Handlebars come in a variety of types designed for particular types of riding:
- "Ape-hangers" — found mainly on choppers, these are handlebars of such exaggerated height that the rider has to reach up to them, hence the name. Rumored to have originally been implemented to aid riders on motorcycles with no rear suspension to lift themselves from their seat to avoid potholes, they can also aid in a more comfortable ride since the riders hands are closer to shoulder height. However, if the position of the hands is higher than the shoulders, they may cause numbness in the hands, but the use of throttle locks or cruise controls may help alleviate such symptoms. Some jurisdictions restrict the maximum height of ape-hangers for safety reasons.
- Beach bars — similar to cruiser bars, slope back toward the rider to allow a relaxed riding position. Tend to be very wide, and offer the rider a relaxed position.
- Buckhorn handlebars — similar to ape-hangers, but shorter and curved (thereby resembling a buck's horn). They are sometimes called "mini-apes" (miniature ape-hangers), but are not.
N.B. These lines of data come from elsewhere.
PR #149, opened 2017-02-08
account: implement the new password strength scheme

GeorgesStavracas:
The old password strength validation only starts giving us any
value when the password already has a good strength. This behavior
led to confusion, as it only actually works when after typing a
few random characters, making us think it wasn't working at all.

The new password scheme is just a minor extension of the old one.
Basically, whenever a password is typed, we make sure the strength
to be at least one - instead of 0 like before.

Now, we use the following scheme:

Empty	  -> 0 bars
Weak	  -> 1 bar (red)
Regular	  -> 2 bars (yellow)
Strong	  -> 3 bars (green)
Excellent -> 4 bars (blue)

This makes the feedback much more immediate, and improves the overall
interaction with the initial setup page.

https://phabricator.endlessm.com/T15307

### DIFF
--- a/gnome-initial-setup/pages/account/account.css
+++ b/gnome-initial-setup/pages/account/account.css
@@ -1,0 +1,15 @@
+/* Colors from the Tango palette */
+levelbar trough block.filled.weak {
+    background-color: #ef2929;
+    border-color: #cc0000;
+}
+
+levelbar trough block.filled.regular {
+    background-color: #edd400;
+    border-color: #c4a000;
+}
+
+levelbar trough block.filled.good {
+    background-color: #73d216;
+    border-color: #4e9a06;
+}
--- a/gnome-initial-setup/pages/account/gis-account-page.c
+++ b/gnome-initial-setup/pages/account/gis-account-page.c
@@ -400,6 +400,14 @@ update_password_entries (GisAccountPage *page)
     clear_password_validation_error (page);
 
   pw_strength (password, NULL, username, &hint, &long_hint, &strength_level);
+
+  /*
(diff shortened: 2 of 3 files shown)


gnome-initial-setup/pages/account/gis-account-page.c
```diff
@@ -1218,6 +1226,34 @@ gis_account_page_save_data (GisPage *gis_page)
...
+load_css_overrides (GisAccountPage *self)
+{
+  GtkCssProvider *provider;
+  GError *error;
+  GFile *file;
+
+  error = NULL;
+  provider = gtk_css_provider_new ();
+  file = g_file_new_for_uri ("resource:///org/gnome/initial-setup/account.css");
+  gtk_css_provider_load_from_file (provider, file, &error);
```
cosimoc: You can use `gtk_css_provider_load_from_resource()` and avoid going through `GFile`.

gnome-initial-setup/pages/account/account.css
```diff
@@ -0,0 +1,15 @@
...
+
+levelbar trough block.filled.regular {
+    background-color: #edd400;
+    border-color: #c4a000;
+}
+
+levelbar trough block.filled.good {
+    background-color: #73d216;
+    border-color: #4e9a06;
+}
```
cosimoc: Does something like this not come as part of the default theme?

GeorgesStavracas: No

cosimoc: Pretty sure that at least some (warning/success) do... Perhaps not all three levels though. I am OK to have the custom theming here in any case.

PR #151, opened 2017-02-16
live: don't clobber image-specific icon grid; restore Chromium

wjt:
https://phabricator.endlessm.com/T15370
https://phabricator.endlessm.com/T15438

### DIFF
--- a/gnome-initial-setup/pages/live-chooser/eos-setup-live-user
+++ b/gnome-initial-setup/pages/live-chooser/eos-setup-live-user
@@ -17,6 +17,7 @@
 # 51 Franklin Street, Fifth Floor, Boston, MA 02110-1301 USA.
 
 import argparse
+import glob
 import json
 import logging
 import os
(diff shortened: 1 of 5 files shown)


gnome-initial-setup/pages/live-chooser/eos-setup-live-user
```diff
@@ -212,6 +174,54 @@ class SetupLiveUser(object):
...
+
+                with open(path, 'w') as f:
+                    f.write(grid)
+        except:
+            log.exception("while processing %s", path)
+
+
+def prepend_installer_to_icon_grid():
+    log.info("Adding installer icon to the desktop")
+    path = os.path.join(ICON_GRID_DIR, 'icon-grid-prepend-C.json')
```
rshuler: I think there is a case where this won't quite work right...  If the image builder already specifies an icon-grid-prepend-<locale>.json, where <locale> is something other than C, that localized file will be read rather than the C, so your prepend will be ignored.

rshuler: I mean that the shell will read the localized version rather than the one that you modified.

PR #155, opened 2017-03-09
Allow defining a branding-enabled welcome page

mariospr:
This pull request adds a new page "branding-welcome" that will allow us defining the relevant parameters (title, description, logo) for a branded welcome page, in an optional way, as well as an optional list of pages we might want to skip.

To do this we will read a "key file" in `/etc/eos-branding/gnome-initial-setup/pages.conf` that would define the following parameters:
  * `title` (required): string containing a short string to show as title.
  * `description` (optional): string containing long text, likely to be wrapped.
  * `logo` (optional): absolute path to the file with a logo for the brand.
  * `skip` (optional): comma-separated list of PAGE IDs the branded g-i-s should skip.

For example, this is how this file would look on a branded image defining a title,
a description, a logo and skipping the "language" and "keyboard" pages.
```
[Welcome]
title=A title to be shown at the top
description=A long description that will be shown at the bottom of this page, right below the branded logo (if any), explaining what the branded edition is about.
logo=/path/to/the/image/with/the/logo.png
skip=language,keyboard
```

Additionally, this PR refactors a bit the code around GisPage and the language page, so that we can now open the factory mode dialog from any page (not just the language one), which will be useful for the new "branding-welcome" page, which also needs that functionality.

https://phabricator.endlessm.com/T15834


gnome-initial-setup/pages/branding-welcome/gis-branding-welcome-page.c
```diff
@@ -0,0 +1,289 @@
...
+
+static void
+gis_branding_welcome_page_init (GisBrandingWelcomePage *page)
+{
+  GisBrandingWelcomePagePrivate *priv = gis_branding_welcome_page_get_instance_private (page);
+
+  priv->title = NULL;
+  priv->description = NULL;
+  priv->logo_path = NULL;
+  priv->skip_pages = NULL;
```
cosimoc: There's no need to initialize these to NULL -- GObject will do that for the whole private structure automatically.

gnome-initial-setup/pages/branding-welcome/gis-branding-welcome-page.c
```diff
@@ -0,0 +1,289 @@
...
+
+  if (priv->skip_pages != NULL) {
+    g_auto(GStrv) skip_pages = g_strsplit (priv->skip_pages, ",", -1);
+    gint i;
+
+    for (i = 0; skip_pages[i]; i++) {
+      g_debug ("Skipping page %s...", skip_pages[i]);
+      gis_driver_add_skipped_page (driver, skip_pages[i]);
+    }
+  }
```
cosimoc: Could this not be done from the constructed implementation, after the configuration has been loaded?

gnome-initial-setup/pages/branding-welcome/gis-branding-welcome-page.c
```diff
@@ -0,0 +1,289 @@
...
+  attr_list = pango_attr_list_new ();
+
+  /* Rising the baseline of the 14px font (see branding-welcome-page.css)
+   * by 6px gives us a 20px line height. Note that there should be a way
+   * to get this value programatically, but all the experiments I did with
+   * Pango failed so far for some reason, so I'm hardcoding this for now. */
+  attr = pango_attr_rise_new (6 * PANGO_SCALE);
+
+  pango_attr_list_insert (attr_list,attr);
+  gtk_label_set_attributes (GTK_LABEL (WID ("branding-text")), attr_list);
```
cosimoc: You should be able to do this from the builder XML; see https://git.gnome.org/browse/gtk+/tree/gtk/gtklabel.c#n106

gnome-initial-setup/pages/branding-welcome/gis-branding-welcome-page.c
```diff
@@ -0,0 +1,289 @@
...
+  GisBrandingWelcomePagePrivate *priv = NULL;
+  g_autoptr(GKeyFile) keyfile = NULL;
+  g_autoptr(GError) error = NULL;
+  g_auto(GStrv) groups = NULL;
+  gboolean ret = FALSE;
+  gsize n_groups;
+  int i;
+
+  if (!g_file_test (CONFIG_FILEPATH, G_FILE_TEST_EXISTS))
+    goto out;
```
cosimoc: There's no need to check for this  separately -- `g_key_file_load_from_file()` will fail when it does not exist. You can check the error if you don't want to warn in that case.

gnome-initial-setup/pages/branding-welcome/gis-branding-welcome-page.c
```diff
@@ -0,0 +1,289 @@
...
+
+  priv = gis_branding_welcome_page_get_instance_private (page);
+  groups = g_key_file_get_groups (keyfile, &n_groups);
+  for (i = 0; i < n_groups; i++)
+    {
+      size_t len;
+
+      /* We only support "Welcome" branded pages for now */
+      if (g_strcmp0 (groups[i], "Welcome") != 0)
+        continue;
```
cosimoc: Instead of looping over the groups, just call `g_key_file_get_string()` with `Welcome` as the group.

gnome-initial-setup/pages/branding-welcome/gis-branding-welcome-page.c
```diff
@@ -0,0 +1,289 @@
...
+  int i;
+
+  if (!g_file_test (CONFIG_FILEPATH, G_FILE_TEST_EXISTS))
+    goto out;
+
+  keyfile = g_key_file_new ();
+  if (!g_key_file_load_from_file (keyfile, CONFIG_FILEPATH, G_KEY_FILE_NONE, &error))
+    {
+      g_warning ("Could not read file %s: %s\n", CONFIG_FILEPATH, error->message);
+      goto out;
```
cosimoc: Since there's nothing to free at the end (you use auto pointers), return immediately here.

gnome-initial-setup/pages/branding-welcome/gis-branding-welcome-page.c
```diff
@@ -0,0 +1,289 @@
...
+static void
+load_css_overrides (GisBrandingWelcomePage *page)
+{
+  g_autoptr(GtkCssProvider) provider;
+  g_autoptr(GFile) file;
+  g_autoptr(GError) error = NULL;
+
+  provider = gtk_css_provider_new ();
+  file = g_file_new_for_uri ("resource:///org/gnome/initial-setup/branding-welcome-page.css");
+  gtk_css_provider_load_from_file (provider, file, &error);
```
cosimoc: Use `gtk_css_provider_load_from_resource()`.

gnome-initial-setup/pages/branding-welcome/gis-branding-welcome-page.c
```diff
@@ -0,0 +1,289 @@
...
+ * For example, this is how this file would look on a branded image defining a title,
+ * a description, a logo and skipping the "language" and "keyboard" pages.
+ *
+ *   [Welcome]
+ *   title=A title to be shown at the top
+ *   description=A long description that will be shown at the bottom of this page, right below the branded logo (if any), explaining what the branded edition is about.
+ *   logo=/path/to/the/image/with/the/logo.png
+ *   skip=language,keyboard
+ */
+#define CONFIG_FILEPATH CONFIGDIR "/eos-branding/gnome-initial-setup/pages.conf"
```
cosimoc: I would put this in a directory that belongs to g-i-s, not `eos-branding`. Also I'm not sure that we need to make this a generic "pages" configuration. Instead, you could just add a configuration file for the branding page.

gnome-initial-setup/Makefile.am
```diff
@@ -11,17 +11,27 @@ AM_CPPFLAGS = \
...
-gis-assistant-resources.c: gis-assistant.gresource.xml $(resource_files)
+assistant_resource_files = $(shell glib-compile-resources --sourcedir=$(srcdir) --generate-dependencies $(srcdir)/gis-assistant.gresource.xml)
+gis-assistant-resources.c: gis-assistant.gresource.xml $(assistant_resource_files)
 	$(AM_V_GEN) $(GLIB_COMPILE_RESOURCES) --target=$@ --sourcedir=$(srcdir) --generate-source $<
-gis-assistant-resources.h: gis-assistant.gresource.xml $(resource_files)
+gis-assistant-resources.h: gis-assistant.gresource.xml $(assistant_resource_files)
 	$(AM_V_GEN) $(GLIB_COMPILE_RESOURCES) --target=$@ --sourcedir=$(srcdir) --generate-header $<
 BUILT_SOURCES += gis-assistant-resources.c gis-assistant-resources.h
 
+page_resource_files = $(shell glib-compile-resources --sourcedir=$(srcdir) --generate-dependencies $(srcdir)/gis-page.gresource.xml)
```
cosimoc: Instead of moving everything to `GisPage`, I'd rather you moved it to its own file.

gnome-initial-setup/pages/branding-welcome/gis-branding-welcome-page.c
```diff
@@ -214,6 +226,12 @@ gis_branding_welcome_page_constructed (GObject *object)
   update_line_height_for_description (page);
   load_css_overrides (page);
 
+  /* Use ctrl+f to show factory dialog */
+  priv->accel_group = gtk_accel_group_new ();
+  closure = g_cclosure_new_swap (G_CALLBACK (gis_page_show_factory_dialog), page, NULL);
+  gtk_accel_group_connect (priv->accel_group, GDK_KEY_f, GDK_CONTROL_MASK, 0, closure);
+  g_closure_unref (closure);
```
cosimoc: The way this is done typically is by adding a `GAction` and `gtk_application_set_accels_for_action()`. I won't block the PR if you don't want to bother though.

gnome-initial-setup/gis-driver.c
```diff
@@ -127,6 +128,9 @@ gis_driver_finalize (GObject *object)
   g_free (priv->personality);
   g_free (priv->lang_id);
 
+  g_list_foreach (priv->skip_pages, (GFunc)g_free, NULL);
+  g_list_free (priv->skip_pages);
```
mariospr: Ok

gnome-initial-setup/gis-driver.c
```diff
@@ -204,6 +208,32 @@ gis_driver_get_user_language (GisDriver *driver)
...
+
+gboolean
+gis_driver_is_skipped_page (GisDriver *driver, const gchar *page_id)
+{
+  GisDriverPrivate *priv = gis_driver_get_instance_private (driver);
+  GList *item;
+
+  for (item = priv->skip_pages; item; item = g_list_next (item)) {
+    if (g_strcmp0 ((char *)item->data, page_id) == 0)
+      return TRUE;
```
mariospr: It would provide direct access, sure, but this list is likely not going to be long anyway (typically one item), so I'm not sure it's worth. No strong opinions, though.

gnome-initial-setup/pages/account/gis-account-page.c
```diff
@@ -1403,6 +1403,9 @@ gis_account_page_init (GisAccountPage *page)
 void
 gis_prepare_account_page (GisDriver *driver)
 {
+  if (gis_driver_is_skipped_page (driver, PAGE_ID))
+    return;
```
mariospr: I'm not entirely sure that will work here, but I will give it a try. Thanks

gnome-initial-setup/pages/branding-welcome/gis-branding-welcome-page.c
mariospr: I'm just following the lead of the language page here, and I'd rather leave it like this for now if it's ok, to avoid even more refactoring.

gnome-initial-setup/pages/branding-welcome/gis-branding-welcome-page.c
mariospr: Actually, my initial approach put everything in /etc/gnome-initial-setup, but then I started to work on https://phabricator.endlessm.com/T15836 and, when I was about to do something similar, creating /etc/gnome-control-center, I realized both are "2 faces of the same coin" and that probably looking in a common directory for branding made sense, not to scatter too many custom directories in /etc.

This way, whis is how /etc would look in my VM after having the work for T15834 and T15836 implemented there:
```
/etc/eos-branding/
/etc/eos-branding/assets
/etc/eos-branding/assets/logo-control-center.svg
/etc/eos-branding/assets/logo-initial-setup.png
/etc/eos-branding/gnome-control-center
/etc/eos-branding/gnome-control-center/info.conf
/etc/eos-branding/gnome-initial-setup
/etc/eos-branding/gnome-initial-setup/pages.conf
```

Does that makes more sense now?

gnome-initial-setup/pages/branding-welcome/gis-branding-welcome-page.c
mariospr: Followed the lead of the summary page here, but sure. I'll change that.

gnome-initial-setup/pages/branding-welcome/gis-branding-welcome-page.c
mariospr: ok.

gnome-initial-setup/pages/branding-welcome/gis-branding-welcome-page.c
mariospr: True

gnome-initial-setup/pages/branding-welcome/gis-branding-welcome-page.c
mariospr: Sure

gnome-initial-setup/pages/branding-welcome/gis-branding-welcome-page.c
mariospr: I looked around for a while and I haven't really found a way to do this that is not using Pango.

How exactly would you do it from the builder XML file?

gnome-initial-setup/pages/branding-welcome/gis-branding-welcome-page.c
mariospr: I always hesitate about these things, thanks for clarifying.

gnome-initial-setup/pages/branding-welcome/gis-branding-welcome-page.c
mariospr: Sounds good. I'll do

gnome-initial-setup/Makefile.am
mariospr: I can create a gis-util or something like that, ok

gnome-initial-setup/pages/branding-welcome/gis-branding-welcome-page.c
mariospr: Actually, I think I'd rather have this if you don't mind, which is what's used everywhere else in g-i-s and also because that way I can easily check for errors using GError,  Using `gtk_css_provider_load_from_resource()` would force me to connect to the "parsing-error" signal which is a bit overkill and inconvenient here.

gnome-initial-setup/pages/account/gis-account-page.c
mariospr: The problem with the skip file in the driver is that it gets considered **before** the GisPage instances are created, which is before we give the branding-welcome page a chance to load the data from the configuration file, and parse it, so I'd rather not use that.

That said, I did it this way because I wanted to prevent the page from being added to the driver at all, but if hiding it in the constructor works too that's fine as well for me.

mariospr: Hmm.. I tried that, but it does not work as expected: while it does skip the desired page (language, in my case) when clicking on "Next", the "dots indicator" at the bottom does still reflect that there is something in there, because I can see how it moves from the first dot to the third one when skipping over the page I don't want to show.

I think it might be better to leave it as I have it now, then...

gnome-initial-setup/gis-driver.c
cosimoc: There should be no additional difficulty in using a `GHashTable`, and if it's one item only, I'd rather you actually just made it a `char *` instead...

gnome-initial-setup/pages/branding-welcome/gis-branding-welcome-page.c
cosimoc: Please change it; that function does not return an error because it will always succeed in the cases where the other would have failed, which is when the file is missing.
CSS parsing errors are not reported through `GError`.

gnome-initial-setup/pages/branding-welcome/gis-branding-welcome-page.c
cosimoc: Something like
```
<attributes>
  <attribute name="rise" value="6"/>
</attributes>
```

gnome-initial-setup/pages/branding-welcome/gis-branding-welcome-page.c
cosimoc: I did not realize that this code is not new and only being moved from another page. If that's the case, I'm OK keeping it as-is.

gnome-initial-setup/pages/account/gis-account-page.c
cosimoc: That sounds like a bug in the dots indicator, but my more general point is that the same code that calls `gjs_prepare_*_page()` could do that check, instead of sprinkling it in every page.
It also feels wrong to me that the branding page dictates behavior of the other pages; pages should be independent of each other.

An alternative approach that I prefer would be to remove the skip list from the branding keyfile, and ship the regular skip file together with the branding page keyfile configuration.

gnome-initial-setup/gis-driver.c
mariospr: Ok, Hash table it is then

gnome-initial-setup/pages/branding-welcome/gis-branding-welcome-page.c
mariospr: Ok.

gnome-initial-setup/pages/branding-welcome/gis-branding-welcome-page.c
mariospr: Interesting, I did not know that. Thanks!

gnome-initial-setup/pages/branding-welcome/gis-branding-welcome-page.c
cosimoc: The reason I am not a huge fan of it is because it makes it impossible to upstream it; I think that if we used different paths for the customization point (or if we made the path for the customization point itself also configurable e.g. through a build option) we could make a case for these to also go upstream.

However if you're short on time, I'd be OK accepting this as-is.

gnome-initial-setup/pages/account/gis-account-page.c
mariospr: I re-checked the skip file approach and I actually like it more. I was a bit blinded with providing the list of skip files from the branding file itself, but we can actually ship a separate skip file using the logic that is already in place and that would remove all the other code that I added.

gnome-initial-setup/pages/branding-welcome/gis-branding-welcome-page.c
mariospr: I think I just changed my mind: I think we can just do /etc/gnome-initial-setup here and that's it.

gnome-initial-setup/pages/branding-welcome/gis-branding-welcome-page.c
```diff
@@ -0,0 +1,212 @@
...
+                                             GTK_STYLE_PROVIDER_PRIORITY_APPLICATION);
+}
+
+static gboolean
+read_config_file (GisBrandingWelcomePage *page)
+{
+  GisBrandingWelcomePagePrivate *priv = NULL;
+  g_autoptr(GKeyFile) keyfile = NULL;
+  g_autoptr(GError) error = NULL;
+  g_auto(GStrv) groups = NULL;
```
cosimoc: This is unused

gnome-initial-setup/pages/branding-welcome/gis-branding-welcome-page.c
```diff
@@ -0,0 +1,212 @@
...
+    g_debug ("No branding configuration found");
+    return;
+  }
+
+  gtk_label_set_label (GTK_LABEL (WID("branding-title")), priv->title);
+
+  if (priv->description != NULL) {
+    opt_widget = WID("branding-text");
+    gtk_label_set_label (GTK_LABEL (opt_widget), priv->description);
+    gtk_widget_set_visible (opt_widget, TRUE);
```
cosimoc: Nitpick: use `gtk_widget_show()` for consistency (also below)

gnome-initial-setup/pages/branding-welcome/gis-branding-welcome-page.c
mariospr: Oops! I thought I removed it, but clearly not

gnome-initial-setup/pages/branding-welcome/gis-branding-welcome-page.c
mariospr: Ok

PR #175, opened 2017-06-15
summary: limit width of live mode warning

wjt:
Unscientific straw polls of the London team concluded that this is about the right point to wrap the text, and that a little extra margin below makes the elements look more balanced.

https://phabricator.endlessm.com/T17622


cosimoc:
>Unscientific straw polls of the London team
Good enough for me :-)

PR #178, opened 2017-06-23
display: update bottom-right corner asset

wjt:
This is a little wider than the old asset to allow space for a bit of empty taskbar on the left, which I think looks better. (The icons are wider in the new design, partly because the power status is shown here.)

https://phabricator.endlessm.com/T17471


wjt:
screenshot from 2017-06-23 06-58-34

wjt:
Updated to show a charging symbol:

screenshot from 2017-06-23 15-08-23

I also have an image prepared to show the battery discharging but at full capacity:

screenshot from 2017-06-23 15-06-32

PR #181, opened 2017-06-29
set the envvar LC_MESSAGES

rshuler:
When the user sets their preferred language, the environment variable
LC_MESSAGES shall be set too, because gis might spawns processes (e.g.
gkbd-keyboard-display) and they should be localised accordingly.

https://phabricator.endlessm.com/T3172
https://phabricator.endlessm.com/T17967


mcatanzaro:
Closing per https://phabricator.endlessm.com/T17967#415101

Buckhorns have a different hand positioning than mini apes. The bar ends on Buckhorns are angled in and down towards the rider, mini apes hand positioning is out and more horizontal. A good example of buckhorn handlebars are the ones on Ghost Rider's Hellbike, from the 2007 movie Ghost Rider.
- Clip-ons — popular on sport bikes, in which two separate short handles are clamped directly to the fork tubes. Adjustable or non-adjustable, these may be fitted above or below the triple tree. These two piece clip-on bars may also be attached to the top triple tree clamp and be non-adjustable.
- Clubman bars — a one-piece handlebar mounted on the triple tree, reaching forward with ends slightly angled backwards to give the rider a lower, more crouching riding position. Common on café racers in the UK, Clubman bars are sometime known as "Thruxton bars" or "Thruxton drops" (after the Thruxton race circuit); or "Ace bars" (after the Ace Cafe on the North Circular Road in London).
- Cruiser handlebars — long and slope towards the rear of the motorcycle so that the rider can sit upright.
- Drag bars — nearly straight across to create a forward-leaning and aerodynamic riding position.
- Jota bars - a five-piece multi-adjustable bar with a straight centre piece, and right-angle knuckle joints between the centre bar and handlebar grips, as seen on most Laverda Jotas and other 70s/80s motorbikes. The right angle is designed to point downwards for aerodynamic advantage, but older riders rotate them upwards for comfort.
- Motocross bars — motocross, off-road, and dual-sport motorcycles normally have tubular bars with a cross-brace to resist torsional twist.
- Rabbit Ears - feature straight riser sections which bend sharply back and down toward the rider, giving the appearance of the ears of a rabbit. Popular on choppers.
- T-bar - similar to drag bars, but have built in risers which create the look of a 'T'. This modifies the riding position from the forward leaning drag bar to a more relaxed riding position.
- Z-bar — containing no bends, all miter cut and welded tubing to create a sharply angled handlebar. The vertical riser sections can vary in height, creating a short or tall Z bar.